EXERCISE REQUIREMENTS: From the first line of the records down to the one that holds "jmiranda, line 255: I", transcribe each line exactly and add nothing.

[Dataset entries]
PR #3006, opened 2022-02-25
OBPIH-4260 Added accesses for requestor

MagdaToczek:


grails-app/views/dashboard/megamenu.gsp
```diff
@@ -243,7 +252,28 @@
         </g:hasRoleInvoice>
     </g:if>
 
+    <g:if test="${megamenuConfig.stockRequest.enabled && User.get(session?.user?.id)?.getHighestRole(session.warehouse).roleType == RoleType.ROLE_AUTHENTICATED}">
```
jmiranda, line 255: I don't like the database lookup being done here. Is there a way we could move this to a taglib?

grails-app/views/dashboard/megamenu.gsp
```diff
@@ -243,7 +252,28 @@
...
+                    <g:link controller="stockMovement" action="list" params="[direction:'INBOUND']">
+                        <warehouse:message code="default.list.label" args="[warehouse.message(code: 'stockMovements.inbound.label')]"/>
+                    </g:link>
+                </div>
+            </div>
+        </li>
+    </g:if>
+
     <g:if test="${megamenuConfig.inbound.enabled}">
+        <g:if test="${User.get(session?.user?.id)?.getHighestRole(session.warehouse).roleType != RoleType.ROLE_AUTHENTICATED}">
```
jmiranda, line 276: Same here. Also what are we doing here ... saying that the user can access this feature if they don't have ROLE_AUTHENTICATED? Could we do something like roleType > ROLE_AUTHENTICATED? 

Although now I'm seeing that SUPERUSER = 0 so perhaps we did this in the wrong direction. 

@awalkowiak @pmuchowski any thoughts?

grails-app/views/taglib/_displayLogo.gsp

SOLUTION TO THE EXERCISE:
PR #3006, opened 2022-02-25
OBPIH-4260 Added accesses for requestor

MagdaToczek:


grails-app/views/dashboard/megamenu.gsp
```diff
@@ -243,7 +252,28 @@
         </g:hasRoleInvoice>
     </g:if>
 
+    <g:if test="${megamenuConfig.stockRequest.enabled && User.get(session?.user?.id)?.getHighestRole(session.warehouse).roleType == RoleType.ROLE_AUTHENTICATED}">
```
jmiranda, line 255: I don't like the database lookup being done here. Is there a way we could move this to a taglib?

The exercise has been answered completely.